For the participant-facing recovery paths, see Create a vault and Withdraw & redeem.
Comparison of structural properties
| Property | Wrapped Bitcoin tokens | Cross-chain bridges | Trustless Bitcoin Vault |
|---|---|---|---|
| Where the BTC sits | Custodian's wallet | MPC-controlled federation wallet | Bitcoin Taproot output |
| What represents the BTC on the destination chain | Custodian-issued token | Bridge-minted token | Internal accounting token (Aave Adapter) |
| Custody model | Centralized | Federated MPC / threshold signatures | Self-custodial |
| Settlement guarantee | Custodian solvency and willingness to redeem | Bridge contract correctness and operator honesty | Bitcoin script enforcement plus ZK verification of Ethereum events |
| Exit path if operators disappear | Dependent on custodian process | Dependent on bridge governance | Pre-signed refund and depositor self-claim |
| Failure mode | Custodian compromise or insolvency | Contract exploit or key compromise | Bitcoin script invariants must hold |
Why this is possible now
The TBV design depends on three Bitcoin-and-cryptography developments that have only recently matured. The category-defining shift is that trust moves from custody to computation: a Bitcoin holder no longer needs to give BTC to a third party; they need a way to compute and verify proofs.

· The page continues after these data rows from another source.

PR #2949, opened 2018-04-18
READ ONLY transactions

### LINKED ISSUE #2314: sql: support read-only transactions via PostgreSQL-compatible syntax
PR: https://github.com/cockroachdb/cockroach/pull/20547

Adds support for:
- `SET SESSION CHARACTERISTICS AS TRANSACTION READ ONLY/READ WRITE;`
- `SET TRANSACTION READ ONLY/READ WRITE;`
- `SET default_transaction_read_only;`
- `SET transaction_read_only;`

lhirata:
Closes #2314.


v2.0/set-vars.md
```diff
@@ -37,14 +37,16 @@ The variable name is case insensitive. The value can be a list of one or more it
...
 | `application_name` | The current application name for statistics collection. | Empty string | Yes |
 | `database` | The [current database](sql-name-resolution.html#current-database). | Database in connection string, or empty if not specified | Yes |
-| `default_transaction_isolation` | The default transaction isolation level for the current session. See [Transaction parameters](transactions.html#transaction-parameters) and [`SET TRANSACTION`](set-transaction.html) for more details. | Settings in connection string, or "`SERIALIZABLE`" if not specified  | Yes |
+| `default_transaction_isolation` | <span class="version-tag">New in v2.0:</span> The default transaction isolation level for the current session. See [Transaction parameters](transactions.html#transaction-parameters) and [`SET TRANSACTION`](set-transaction.html) for more details. | Settings in connection string, or "`SERIALIZABLE`" if not specified  | Yes |
+| `default_transaction_read_only` | The default transaction access mode for the current session. See [`SET TRANSACTION`](set-transaction.html) for more details. | `off` | Yes |
```
jseldess: We might want to add a bit more of an explicit description here, e.g., 

> If set to `on`, only read operations are allowed in transactions; if set to `off`, both read and write operations are allowed in transactions.

Thoughts? If we're more explicit here, we should probably be more explicit in the other places, too.

lhirata:
Review status: 0 of 6 files reviewed at latest revision, 1 unresolved discussion, all commit checks successful.

---

*[v2.0/set-vars.md, line 41 at r1](https://beta.reviewable.io/reviews/cockroachdb/docs/2949#-LAP0uizkKruhxU_KrZj-r1-41:-LAnDNKx2UxHY6mnt_Us:b-lnogku) ([raw file](https://github.com/cockroachdb/docs/blob/611a392429d281490c41ce2a81239e6f0672eaae/v2.0/set-vars.md#L41)):*

We might want to add a bit more of an explicit description here, e.g., 

> If set to `on`, only read operations are allowed in transactions in the current session; if set to `off`, both read and write operations are allowed.

Thoughts? If we're more explicit here, we should probably be more explicit in the other places, too.
</blockquote></details>

Updated. Doesn't hurt to be more explicit.

---


*Comments from [Reviewable](https://beta.reviewable.io/reviews/cockroachdb/docs/2949)*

- Bitcoin's Taproot upgrade (activated 2021) introduced multi-leaf script trees and Schnorr signatures. The vault's many legitimate spending paths each live as a separate Taproot leaf; before Taproot, encoding this many paths in a single Bitcoin output was impractical.
- BitVM-style constructions (2023+) showed how to verify arbitrary off-chain computation using only existing Bitcoin script primitives: hashes, signatures, and timelocks.

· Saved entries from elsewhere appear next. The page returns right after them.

PR #2950, opened 2018-04-18
Show how to split on a composite primary key

### LINKED ISSUE #2769: SPLIT AT Doc Update
Re: [SPLIT AT](https://cockroachlabs.com/docs//v2.0/split-at.html)

The docs say that SPLIT AT takes a `select statement` but that's not enough info. For example, what would be required to split at a table that has a composite primary key?

According to @jordanlewis we use the syntax `alter table .. split at values ((string, uuid), (string2, uuid2))`

We should make this clear -- I think this may come up when we release partitioning since it uses compound keys.

rmloveland:
Fixes #2769

### DIFF
--- a/v2.0/split-at.md
+++ b/v2.0/split-at.md
@@ -103,6 +103,87 @@ the ranges that store tables or indexes:
 (4 rows)
 ~~~
 
+### Split a Table with a Composite Primary Key
+
+You may want to split a table with a composite primary key (e.g., when working with [partitions](partitioning.html#partition-using-primary-key)).
+
+Given the table
+
+{% include copy-clipboard.html %}
+~~~ sql
+CREATE TABLE t (k1 INT, k2 INT, v INT, w INT, PRIMARY KEY (k1, k2));
+~~~
+
+we can split it at its primary key like so:
+
+{% include copy-clipboard.html %}
+~~~ sql
+ALTER TABLE t SPLIT AT VALUES (5,1), (5,2), (5,3);
+~~~
+
+~~~
++------------+-----------------+
+|    key     |     pretty      |
++------------+-----------------+
+| \xbc898d89 | /Table/52/1/5/1 |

- Practical ZK proof systems (SP1, 2024+) made it operationally feasible to prove an Ethereum state change quickly and compress the proof to a few hundred bytes for Bitcoin verification.
- Babylon's BABE construction (2025+) is what makes TBV practical. It combines Taproot's pre-signed spending paths, BitVM-style verification, and a succinct SP1 proof of the Ethereum event into a single challenge procedure that Bitcoin can verify using only existing script primitives.
The Bitcoin features TBV depends on, including Taproot, Schnorr signatures, and hash time-locked outputs, have been part of standard Bitcoin consensus for years.
What this means for the depositor
With a wrapped token or a bridge, the underlying BTC is controlled by a non-Bitcoin entity. The token in the depositor's wallet is a claim against that entity's continued operation.
With TBV, the BTC stays in a Bitcoin output whose every legitimate spend is encoded in script and signed at creation. Release of BTC on Bitcoin is gated by a cryptographic proof of the matching Ethereum event. The depositor's own keys are required on every depositor-controlled path that returns the BTC.
Cost and latency
TBV's design trades latency for the elimination of custodian trust. Peg-in takes around 2 hours on signet, dominated by Bitcoin confirmations. Peg-out takes around 3 days, dominated by the challenge window during which invalid claims can be disputed. These are longer than centralized wrap and unwrap services, but the depositor never gives custody to an off-Bitcoin entity. Fees are comparable in magnitude to bridge fees and lower than typical centralized wrap services.